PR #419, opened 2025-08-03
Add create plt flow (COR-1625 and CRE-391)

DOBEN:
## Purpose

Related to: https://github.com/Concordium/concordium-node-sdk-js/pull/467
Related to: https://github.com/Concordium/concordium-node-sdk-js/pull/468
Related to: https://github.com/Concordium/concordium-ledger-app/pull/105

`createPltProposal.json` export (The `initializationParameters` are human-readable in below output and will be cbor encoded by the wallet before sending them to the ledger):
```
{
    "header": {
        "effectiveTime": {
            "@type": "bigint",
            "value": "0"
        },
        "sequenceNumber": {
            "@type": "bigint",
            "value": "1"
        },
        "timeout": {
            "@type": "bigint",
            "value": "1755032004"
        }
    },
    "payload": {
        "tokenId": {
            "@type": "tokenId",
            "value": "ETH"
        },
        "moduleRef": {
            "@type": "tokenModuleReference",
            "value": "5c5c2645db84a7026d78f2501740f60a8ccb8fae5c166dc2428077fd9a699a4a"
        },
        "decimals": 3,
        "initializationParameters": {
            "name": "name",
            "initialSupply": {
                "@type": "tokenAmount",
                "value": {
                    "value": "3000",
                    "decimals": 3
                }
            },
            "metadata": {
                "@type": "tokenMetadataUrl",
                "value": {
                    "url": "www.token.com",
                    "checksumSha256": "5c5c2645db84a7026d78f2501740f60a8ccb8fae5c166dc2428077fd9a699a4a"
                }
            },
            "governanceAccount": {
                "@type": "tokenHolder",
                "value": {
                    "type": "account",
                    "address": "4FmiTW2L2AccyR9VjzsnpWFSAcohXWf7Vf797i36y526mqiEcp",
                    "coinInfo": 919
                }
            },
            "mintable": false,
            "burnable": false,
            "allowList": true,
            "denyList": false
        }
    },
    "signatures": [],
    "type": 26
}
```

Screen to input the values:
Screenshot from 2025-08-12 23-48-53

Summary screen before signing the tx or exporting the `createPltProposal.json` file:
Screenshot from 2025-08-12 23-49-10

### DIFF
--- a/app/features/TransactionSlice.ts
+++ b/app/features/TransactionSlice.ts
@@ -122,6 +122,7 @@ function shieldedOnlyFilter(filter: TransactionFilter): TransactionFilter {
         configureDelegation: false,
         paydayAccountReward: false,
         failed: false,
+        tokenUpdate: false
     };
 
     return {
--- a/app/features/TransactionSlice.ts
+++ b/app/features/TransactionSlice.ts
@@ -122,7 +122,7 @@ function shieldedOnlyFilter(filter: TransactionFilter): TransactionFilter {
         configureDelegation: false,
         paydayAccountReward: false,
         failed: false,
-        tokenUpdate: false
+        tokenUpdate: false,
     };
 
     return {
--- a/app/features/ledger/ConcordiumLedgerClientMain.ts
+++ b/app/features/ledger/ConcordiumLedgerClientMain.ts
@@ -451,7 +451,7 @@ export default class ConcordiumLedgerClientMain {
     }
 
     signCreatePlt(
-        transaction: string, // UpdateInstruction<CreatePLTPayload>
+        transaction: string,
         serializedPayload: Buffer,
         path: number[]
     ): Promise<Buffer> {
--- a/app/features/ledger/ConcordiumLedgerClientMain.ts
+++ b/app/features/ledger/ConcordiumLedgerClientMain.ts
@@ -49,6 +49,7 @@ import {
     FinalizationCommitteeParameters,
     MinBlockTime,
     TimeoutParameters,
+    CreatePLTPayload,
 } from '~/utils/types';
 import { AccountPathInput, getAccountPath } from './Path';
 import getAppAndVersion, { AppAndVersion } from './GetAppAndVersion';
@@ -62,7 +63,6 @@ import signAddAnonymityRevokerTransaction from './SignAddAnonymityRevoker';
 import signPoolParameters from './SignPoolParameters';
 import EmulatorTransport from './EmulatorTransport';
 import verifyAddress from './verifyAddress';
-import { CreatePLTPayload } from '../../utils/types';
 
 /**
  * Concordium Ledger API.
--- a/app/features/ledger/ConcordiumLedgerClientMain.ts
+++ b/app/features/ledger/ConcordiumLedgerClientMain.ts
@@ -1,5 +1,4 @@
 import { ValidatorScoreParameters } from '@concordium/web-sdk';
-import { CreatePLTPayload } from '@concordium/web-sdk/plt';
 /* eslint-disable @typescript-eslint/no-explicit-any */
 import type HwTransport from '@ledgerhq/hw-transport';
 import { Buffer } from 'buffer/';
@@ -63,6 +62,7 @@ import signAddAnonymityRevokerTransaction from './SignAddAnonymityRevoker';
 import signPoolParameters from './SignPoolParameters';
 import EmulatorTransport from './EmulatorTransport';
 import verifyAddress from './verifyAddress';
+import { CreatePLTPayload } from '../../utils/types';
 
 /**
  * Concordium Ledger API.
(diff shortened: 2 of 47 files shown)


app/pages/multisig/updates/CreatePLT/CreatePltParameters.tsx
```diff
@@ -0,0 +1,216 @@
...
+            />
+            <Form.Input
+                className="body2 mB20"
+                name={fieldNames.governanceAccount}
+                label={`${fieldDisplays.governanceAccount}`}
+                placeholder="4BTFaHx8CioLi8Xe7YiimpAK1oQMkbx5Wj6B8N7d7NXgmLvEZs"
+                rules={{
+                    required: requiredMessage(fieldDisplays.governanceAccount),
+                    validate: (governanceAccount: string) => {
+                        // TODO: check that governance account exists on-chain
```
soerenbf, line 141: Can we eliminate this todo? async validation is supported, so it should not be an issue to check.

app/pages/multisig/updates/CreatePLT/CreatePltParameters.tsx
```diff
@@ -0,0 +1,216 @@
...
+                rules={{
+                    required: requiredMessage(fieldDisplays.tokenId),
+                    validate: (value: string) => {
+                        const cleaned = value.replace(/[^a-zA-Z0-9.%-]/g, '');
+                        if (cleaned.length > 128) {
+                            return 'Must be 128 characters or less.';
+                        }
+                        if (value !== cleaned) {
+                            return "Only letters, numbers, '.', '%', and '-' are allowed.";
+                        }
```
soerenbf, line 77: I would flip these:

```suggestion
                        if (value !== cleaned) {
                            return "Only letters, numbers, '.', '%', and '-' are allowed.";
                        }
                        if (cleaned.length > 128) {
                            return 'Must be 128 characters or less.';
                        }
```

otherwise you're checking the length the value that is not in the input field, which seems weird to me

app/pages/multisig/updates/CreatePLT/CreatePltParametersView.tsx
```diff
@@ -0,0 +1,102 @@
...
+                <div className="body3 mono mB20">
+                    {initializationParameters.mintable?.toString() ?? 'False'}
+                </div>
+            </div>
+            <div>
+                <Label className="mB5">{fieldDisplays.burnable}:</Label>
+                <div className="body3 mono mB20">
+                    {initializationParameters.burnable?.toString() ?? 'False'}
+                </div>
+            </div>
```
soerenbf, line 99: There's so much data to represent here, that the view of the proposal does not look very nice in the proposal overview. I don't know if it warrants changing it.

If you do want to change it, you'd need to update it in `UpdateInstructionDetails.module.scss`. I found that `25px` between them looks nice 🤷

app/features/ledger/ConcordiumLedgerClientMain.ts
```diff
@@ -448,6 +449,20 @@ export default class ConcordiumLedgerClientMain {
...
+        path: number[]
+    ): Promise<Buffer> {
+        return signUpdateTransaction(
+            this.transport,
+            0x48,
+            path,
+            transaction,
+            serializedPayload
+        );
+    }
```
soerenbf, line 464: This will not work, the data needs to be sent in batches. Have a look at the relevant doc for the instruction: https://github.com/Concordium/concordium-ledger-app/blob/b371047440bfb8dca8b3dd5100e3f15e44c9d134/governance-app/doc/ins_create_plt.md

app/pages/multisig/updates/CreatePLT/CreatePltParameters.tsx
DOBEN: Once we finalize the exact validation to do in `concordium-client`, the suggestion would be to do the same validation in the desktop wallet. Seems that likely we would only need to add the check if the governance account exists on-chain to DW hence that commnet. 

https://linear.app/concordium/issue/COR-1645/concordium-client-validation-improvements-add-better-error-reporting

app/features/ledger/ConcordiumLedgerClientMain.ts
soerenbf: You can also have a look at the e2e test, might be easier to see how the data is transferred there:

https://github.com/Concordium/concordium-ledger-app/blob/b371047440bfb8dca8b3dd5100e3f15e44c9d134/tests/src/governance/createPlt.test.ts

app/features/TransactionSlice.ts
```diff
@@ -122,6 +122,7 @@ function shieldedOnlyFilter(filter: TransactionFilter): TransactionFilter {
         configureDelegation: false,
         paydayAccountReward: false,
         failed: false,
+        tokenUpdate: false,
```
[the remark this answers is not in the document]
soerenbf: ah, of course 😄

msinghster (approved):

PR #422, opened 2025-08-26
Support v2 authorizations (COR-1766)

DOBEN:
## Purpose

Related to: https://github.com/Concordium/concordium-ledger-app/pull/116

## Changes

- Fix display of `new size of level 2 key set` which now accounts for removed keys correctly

________________

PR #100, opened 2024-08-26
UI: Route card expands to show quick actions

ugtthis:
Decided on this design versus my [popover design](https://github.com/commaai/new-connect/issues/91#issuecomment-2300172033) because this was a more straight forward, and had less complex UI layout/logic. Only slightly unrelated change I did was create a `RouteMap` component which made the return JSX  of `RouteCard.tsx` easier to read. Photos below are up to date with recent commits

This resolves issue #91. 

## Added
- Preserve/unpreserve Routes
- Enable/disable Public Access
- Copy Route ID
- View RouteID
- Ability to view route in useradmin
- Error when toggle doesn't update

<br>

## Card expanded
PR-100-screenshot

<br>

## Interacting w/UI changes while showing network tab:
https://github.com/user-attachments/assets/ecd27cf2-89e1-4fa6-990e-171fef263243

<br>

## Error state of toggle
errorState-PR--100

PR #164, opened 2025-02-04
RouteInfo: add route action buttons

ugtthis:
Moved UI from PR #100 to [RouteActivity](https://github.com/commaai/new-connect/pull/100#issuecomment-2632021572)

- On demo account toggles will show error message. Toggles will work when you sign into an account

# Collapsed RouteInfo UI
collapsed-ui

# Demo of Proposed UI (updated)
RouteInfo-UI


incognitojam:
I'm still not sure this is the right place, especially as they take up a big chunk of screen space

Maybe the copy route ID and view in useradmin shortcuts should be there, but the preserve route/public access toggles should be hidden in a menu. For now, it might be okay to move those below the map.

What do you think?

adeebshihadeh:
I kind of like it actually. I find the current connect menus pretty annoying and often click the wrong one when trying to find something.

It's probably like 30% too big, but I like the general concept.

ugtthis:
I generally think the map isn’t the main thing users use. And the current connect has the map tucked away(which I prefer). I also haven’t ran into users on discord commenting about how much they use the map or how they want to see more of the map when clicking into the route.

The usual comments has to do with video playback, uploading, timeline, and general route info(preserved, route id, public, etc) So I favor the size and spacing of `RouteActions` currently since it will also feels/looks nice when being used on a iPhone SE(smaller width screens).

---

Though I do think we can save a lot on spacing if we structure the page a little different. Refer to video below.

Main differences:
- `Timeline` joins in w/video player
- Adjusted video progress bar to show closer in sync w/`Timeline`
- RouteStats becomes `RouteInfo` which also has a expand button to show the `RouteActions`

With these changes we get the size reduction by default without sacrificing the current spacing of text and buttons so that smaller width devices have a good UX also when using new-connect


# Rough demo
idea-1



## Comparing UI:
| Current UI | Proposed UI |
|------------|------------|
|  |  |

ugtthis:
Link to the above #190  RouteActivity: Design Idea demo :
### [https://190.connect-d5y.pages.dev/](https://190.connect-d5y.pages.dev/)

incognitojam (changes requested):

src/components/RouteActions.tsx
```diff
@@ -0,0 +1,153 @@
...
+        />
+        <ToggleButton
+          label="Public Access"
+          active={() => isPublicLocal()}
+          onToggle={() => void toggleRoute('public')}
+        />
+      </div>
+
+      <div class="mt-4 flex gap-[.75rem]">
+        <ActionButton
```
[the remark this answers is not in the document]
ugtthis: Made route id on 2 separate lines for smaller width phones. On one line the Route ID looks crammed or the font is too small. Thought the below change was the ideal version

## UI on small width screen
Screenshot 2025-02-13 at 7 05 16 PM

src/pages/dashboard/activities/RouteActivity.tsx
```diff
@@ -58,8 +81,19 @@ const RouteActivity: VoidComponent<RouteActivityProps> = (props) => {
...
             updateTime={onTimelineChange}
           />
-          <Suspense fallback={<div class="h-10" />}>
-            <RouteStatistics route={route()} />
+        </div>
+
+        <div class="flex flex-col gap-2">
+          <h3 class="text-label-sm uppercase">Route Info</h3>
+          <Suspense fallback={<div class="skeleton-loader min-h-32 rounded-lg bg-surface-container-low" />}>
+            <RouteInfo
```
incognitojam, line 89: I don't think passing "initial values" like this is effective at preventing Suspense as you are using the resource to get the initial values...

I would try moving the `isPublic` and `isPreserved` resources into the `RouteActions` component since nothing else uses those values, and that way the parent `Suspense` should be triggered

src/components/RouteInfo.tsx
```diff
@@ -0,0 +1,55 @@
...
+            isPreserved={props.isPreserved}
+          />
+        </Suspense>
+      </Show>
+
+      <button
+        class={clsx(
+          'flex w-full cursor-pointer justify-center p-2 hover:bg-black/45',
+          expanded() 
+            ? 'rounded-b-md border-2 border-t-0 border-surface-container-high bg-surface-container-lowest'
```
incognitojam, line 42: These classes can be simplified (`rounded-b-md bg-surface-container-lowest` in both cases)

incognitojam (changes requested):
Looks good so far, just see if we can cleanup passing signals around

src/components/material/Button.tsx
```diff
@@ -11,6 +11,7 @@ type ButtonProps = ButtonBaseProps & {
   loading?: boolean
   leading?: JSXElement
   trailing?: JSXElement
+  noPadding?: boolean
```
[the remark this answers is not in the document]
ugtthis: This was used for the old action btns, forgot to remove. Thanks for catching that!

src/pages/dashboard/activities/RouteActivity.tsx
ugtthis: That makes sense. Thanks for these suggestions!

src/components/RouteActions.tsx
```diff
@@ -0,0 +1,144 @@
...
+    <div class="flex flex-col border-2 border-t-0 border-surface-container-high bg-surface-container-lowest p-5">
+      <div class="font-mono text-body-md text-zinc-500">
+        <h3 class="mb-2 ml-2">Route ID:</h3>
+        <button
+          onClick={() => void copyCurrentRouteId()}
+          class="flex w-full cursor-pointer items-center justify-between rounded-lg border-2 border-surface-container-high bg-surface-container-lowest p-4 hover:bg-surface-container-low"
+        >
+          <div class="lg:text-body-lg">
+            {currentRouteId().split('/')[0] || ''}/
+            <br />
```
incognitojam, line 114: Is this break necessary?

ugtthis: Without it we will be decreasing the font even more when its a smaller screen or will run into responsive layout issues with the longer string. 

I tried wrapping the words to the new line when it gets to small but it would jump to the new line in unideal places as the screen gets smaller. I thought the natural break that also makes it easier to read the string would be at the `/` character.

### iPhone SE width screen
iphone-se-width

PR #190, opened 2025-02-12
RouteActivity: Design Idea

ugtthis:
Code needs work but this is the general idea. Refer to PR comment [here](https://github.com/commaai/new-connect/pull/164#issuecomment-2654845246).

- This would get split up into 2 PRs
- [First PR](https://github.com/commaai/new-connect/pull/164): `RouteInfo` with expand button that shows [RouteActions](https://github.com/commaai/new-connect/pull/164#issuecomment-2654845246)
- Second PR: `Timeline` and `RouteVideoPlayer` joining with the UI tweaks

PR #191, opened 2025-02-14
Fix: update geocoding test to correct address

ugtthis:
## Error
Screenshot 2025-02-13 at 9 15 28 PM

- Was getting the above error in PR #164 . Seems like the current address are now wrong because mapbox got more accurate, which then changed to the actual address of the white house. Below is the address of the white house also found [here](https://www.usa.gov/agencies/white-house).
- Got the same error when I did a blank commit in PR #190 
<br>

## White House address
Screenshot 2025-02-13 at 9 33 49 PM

________________

▶ [INSTRUCTIONS TO FOLLOW]:
Your answer must consist solely of the lines above between the line holding "I tried wrapping" and the line holding "Screenshot 2025-02-13 at 9 15 28 PM", inclusive, copied exactly.

▶ [YOUR RESPONSE]:
I tried wrapping the words to the new line when it gets to small but it would jump to the new line in unideal places as the screen gets smaller. I thought the natural break that also makes it easier to read the string would be at the `/` character.

### iPhone SE width screen
iphone-se-width

PR #190, opened 2025-02-12
RouteActivity: Design Idea

ugtthis:
Code needs work but this is the general idea. Refer to PR comment [here](https://github.com/commaai/new-connect/pull/164#issuecomment-2654845246).

- This would get split up into 2 PRs
- [First PR](https://github.com/commaai/new-connect/pull/164): `RouteInfo` with expand button that shows [RouteActions](https://github.com/commaai/new-connect/pull/164#issuecomment-2654845246)
- Second PR: `Timeline` and `RouteVideoPlayer` joining with the UI tweaks

PR #191, opened 2025-02-14
Fix: update geocoding test to correct address

ugtthis:
## Error
Screenshot 2025-02-13 at 9 15 28 PM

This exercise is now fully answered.